- _Goal of the exercise_: Go to the line containing "Restarted failed the Travis job" and return it and each line after it exactly, through the end of the data below, and nothing more.

------------------------

PR #36, opened 2017-11-07
Added archlinux support

zfjagann:
1. Added a systemd package list for arch, so the packages can be managed by this cookbook, instead of failing.
1. Added attributes `node['fb_systemd']['networkd']['ignore']` and `node['fb_systemd']['resolved']['ignore']` to prevent this cookbook from taking any action on the networkd/resolved resources. [Example of this in action](https://gist.github.com/zfjagann/507e3b48a78350e716119e962b496292)

### DIFF
--- a/cookbooks/fb_systemd/README.md
+++ b/cookbooks/fb_systemd/README.md
@@ -22,8 +22,10 @@ Attributes
 * node['fb_systemd']['logind']['enable']
 * node['fb_systemd']['logind']['config']
 * node['fb_systemd']['networkd']['enable']
+* node['fb_systemd']['networkd']['ignore']
 * node['fb_systemd']['resolved']['enable']
 * node['fb_systemd']['resolved']['config']
+* node['fb_systemd']['resolved']['ignore']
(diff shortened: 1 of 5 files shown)


jaymzh:
Unfortuantely, this violates the approach and model of Facebook's core cookbooks. The arch support is welcome, but we explicitly don't ignore stuff - our cookbooks own an entire system or leave it alone. What other configuration knobs would you need to just manage that from Chef?

zfjagann:
Then provide a knob to disable this recipe (which I think is difficult to do). It's annoying to have the cookbook either enable the recipes, or disable them, with no option to just leave them as-is.

davide125:
Why do you want to leave resolved/networkd unmanaged? As @jaymzh said the general philosophy is for a cookbook to manage everything; if the current API for resolved/networkd doesn't work for your usecase we should fix that, rather than adding knobs to skip parts of the recipe.

davide125:
I'm going to close this as it's been inactive for almost two years.

PR #50, opened 2019-01-30
Ensure attributes for fb_timers only runs on supported OSes

natewalck:
Currently, if fb_timers is in a `depends` on a cookbook but *not* included into the runlist, it will fail on any OS where it isn't supported.

This diff ensures that the attributes only run on OSes where it is intended to run.

### DIFF
--- a/cookbooks/fb_timers/attributes/default.rb
+++ b/cookbooks/fb_timers/attributes/default.rb
@@ -8,6 +8,8 @@
 # of patent rights can be found in the PATENTS file in the same directory.
 #
 
+return unless node.centos? || node.debian? || node.ubuntu?
+
 default['fb_timers'] = {
   'jobs' => {},
 


natewalck:
You are correct on those points.

I just realized the error I saw was due to a previous version pulled a month or two ago, which had this line:

```
  '_fix_timer_wantedby' => node.in_shard?(39),
```

This relied upon `node.in_shard?` from fb_helpers. 

In fb_helpers, it is assumed that either node['shard_seed'] or node['fb']['shard'] exists. This was blowing up on our machines because we had neither. 

I'll sync up versions, but perhaps in the future it is worth looking for sharded deployments and making sure they don't hit the opensource version or not make assumptions about which node attributes are present without providing them.

jaymzh:
`node['shard']` is provided from upstream Ohai... you should have it...

natewalck:
@jaymzh As of which version of chef?
```
chef (14.8.12)> node['shard']
 => nil
chef (14.8.12)> node['shard_seed']
 => nil
```

natewalck:
Also ohai directly:
```
sh-3.2# ohai shard_seed
Traceback (most recent call last):
	9: from /usr/local/bin/ohai:306:in `<main>'
	8: from /usr/local/bin/ohai:306:in `load'
	7: from /opt/chefdk/embedded/lib/ruby/gems/2.5.0/gems/ohai-14.8.10/bin/ohai:26:in `<top (required)>'
	6: from /opt/chefdk/embedded/lib/ruby/gems/2.5.0/gems/ohai-14.8.10/lib/ohai/application.rb:80:in `run'
	5: from /opt/chefdk/embedded/lib/ruby/2.5.0/benchmark.rb:293:in `measure'
	4: from /opt/chefdk/embedded/lib/ruby/gems/2.5.0/gems/ohai-14.8.10/lib/ohai/application.rb:82:in `block in run'
	3: from /opt/chefdk/embedded/lib/ruby/gems/2.5.0/gems/ohai-14.8.10/lib/ohai/application.rb:114:in `run_application'
	2: from /opt/chefdk/embedded/lib/ruby/gems/2.5.0/gems/ohai-14.8.10/lib/ohai/application.rb:114:in `each'
	1: from /opt/chefdk/embedded/lib/ruby/gems/2.5.0/gems/ohai-14.8.10/lib/ohai/application.rb:115:in `block in run_application'
/opt/chefdk/embedded/lib/ruby/gems/2.5.0/gems/ohai-14.8.10/lib/ohai/system.rb:178:in `attributes_print': I cannot find an attribute named shard_seed! (ArgumentError)
```

jaymzh:
Sometime in 12. But in 14 they turned a bunch of plugins into "optional" plugins, and shard was one of the casualities... which means you have to turn it back on... it was in the release notes for 14. :)

Issue #52, opened 2019-02-21
apt-key does not output short key IDs in debian 9


chrisrlong:
Hi,

The provider code:

 if keys && keyring
    installed_keys = []
    if ::File.exist?(keyring)
      cmd = Mixlib::ShellOut.new("LANG=C apt-key --keyring #{keyring} list")
      cmd.run_command
      cmd.error!
      output = cmd.stdout.split("\n")
      Chef::Log.debug("apt-key output: #{output.join("\n")}")
      installed_keys = output.select { |x| x.start_with?('pub') }.map do |x|
        **x[%r{pub.*/(?<keyid>[A-Z0-9]*)}**, 'keyid']
      end
    end

Does not detect the debian 9 apt-key output:

pub   rsa4096 2016-10-05 [SC]
      72EC F46A 56B4 AD39 C907  BBB7 1646 B01B **86E5 0310**
uid           [ unknown] Yarn Packaging <yarn@dan.cx>

Every chef pass reinstalls all the keys.

chrisrlong:
please see PR #53

malmond77:
Thanks for the report, and the PR. Let's follow up there.

PR #53, opened 2019-02-22
Updating keys.rb to use long format fingerprint

chrisrlong:
Updating the regex in keys.rb to use match on long format fingerprint to get the key ID as the short form is removed in newer versions of apt-key.


chrisrlong:
this is to address https://github.com/facebook/chef-cookbooks/issues/52

chrisrlong:
Travis failure due to an ssh timeout, not this code.

davide125:
Restarted failed the Travis job

PR #69, opened 2015-10-14
Use the 'temp' module to create temporary directories in testIntegrate

marco-c:


marco-c:
I'm going to merge this since it's a really simple change and I'm working on another patch that is going to modify the same file.

PR #72, opened 2015-10-14
Test 'offline'

### LINKED ISSUE #22: figure out how to test the *offline* command
We need to figure out how to test all the commands. _deploy_ and _configure_ might be harder, because they interact with servers; but _offline_ at least should be doable, so let's start there.

marco-c:
Fixes #22.


test/testOffline.js
```diff
@@ -0,0 +1,149 @@
...
+describe('Offline', function() {
+  var oldWd = process.cwd();
+
+  afterEach(function() {
+    process.chdir(oldWd);
+    offline.__set__('ghslug', ghslug);
+  });
+
+  it('should create offline-worker.js in the destination directory', function() {
+    var dir = temp.mkdirSync('tmp');
```
mykmelez: Nit: a string argument to _mkdirSync_ is a prefix that is prepended to the name of the directory, and it's intended to distinguish that directory from others inside the system-wide temp directory, so a string like _oghliner_ would work better here (like this [example of a "PDF Creator"](https://github.com/bruce/node-temp/blob/master/examples/pdfcreator.js), which uses the prefix _pdfcreator_).

test/testOffline.js
```diff
@@ -0,0 +1,149 @@
...
+
+  it('should use importScript in the service worker if the importScripts option is defined', function() {
+    var dir = temp.mkdirSync('tmp');
+
+    return offline({
+      rootDir: dir,
+      importScripts: [ 'a-script.js', ],
+    }).then(function() {
+      var content = fs.readFileSync(path.join(dir, 'offline-worker.js'), 'utf8');
+      assert.notEqual(content.indexOf('importScripts("a-script.js");'), -1);
```
mykmelez, line 48: This is fine, but in the future, let's make it more robust by parsing the JS with something like [acorn](https://www.npmjs.com/package/acorn) and asserting that the expected call exists within the AST.

marco-c, line 48: I thought about this when I started writing the test, I wanted to use https://www.npmjs.com/package/esprima. Then I thought the test was very simple and it wasn't worth it, at least for this first iteration.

------------------------

- _Written response_:
Restarted failed the Travis job

PR #69, opened 2015-10-14
Use the 'temp' module to create temporary directories in testIntegrate

marco-c:


marco-c:
I'm going to merge this since it's a really simple change and I'm working on another patch that is going to modify the same file.

PR #72, opened 2015-10-14
Test 'offline'

### LINKED ISSUE #22: figure out how to test the *offline* command
We need to figure out how to test all the commands. _deploy_ and _configure_ might be harder, because they interact with servers; but _offline_ at least should be doable, so let's start there.

marco-c:
Fixes #22.


test/testOffline.js
```diff
@@ -0,0 +1,149 @@
...
+describe('Offline', function() {
+  var oldWd = process.cwd();
+
+  afterEach(function() {
+    process.chdir(oldWd);
+    offline.__set__('ghslug', ghslug);
+  });
+
+  it('should create offline-worker.js in the destination directory', function() {
+    var dir = temp.mkdirSync('tmp');
```
mykmelez: Nit: a string argument to _mkdirSync_ is a prefix that is prepended to the name of the directory, and it's intended to distinguish that directory from others inside the system-wide temp directory, so a string like _oghliner_ would work better here (like this [example of a "PDF Creator"](https://github.com/bruce/node-temp/blob/master/examples/pdfcreator.js), which uses the prefix _pdfcreator_).

test/testOffline.js
```diff
@@ -0,0 +1,149 @@
...
+
+  it('should use importScript in the service worker if the importScripts option is defined', function() {
+    var dir = temp.mkdirSync('tmp');
+
+    return offline({
+      rootDir: dir,
+      importScripts: [ 'a-script.js', ],
+    }).then(function() {
+      var content = fs.readFileSync(path.join(dir, 'offline-worker.js'), 'utf8');
+      assert.notEqual(content.indexOf('importScripts("a-script.js");'), -1);
```
mykmelez, line 48: This is fine, but in the future, let's make it more robust by parsing the JS with something like [acorn](https://www.npmjs.com/package/acorn) and asserting that the expected call exists within the AST.

marco-c, line 48: I thought about this when I started writing the test, I wanted to use https://www.npmjs.com/package/esprima. Then I thought the test was very simple and it wasn't worth it, at least for this first iteration.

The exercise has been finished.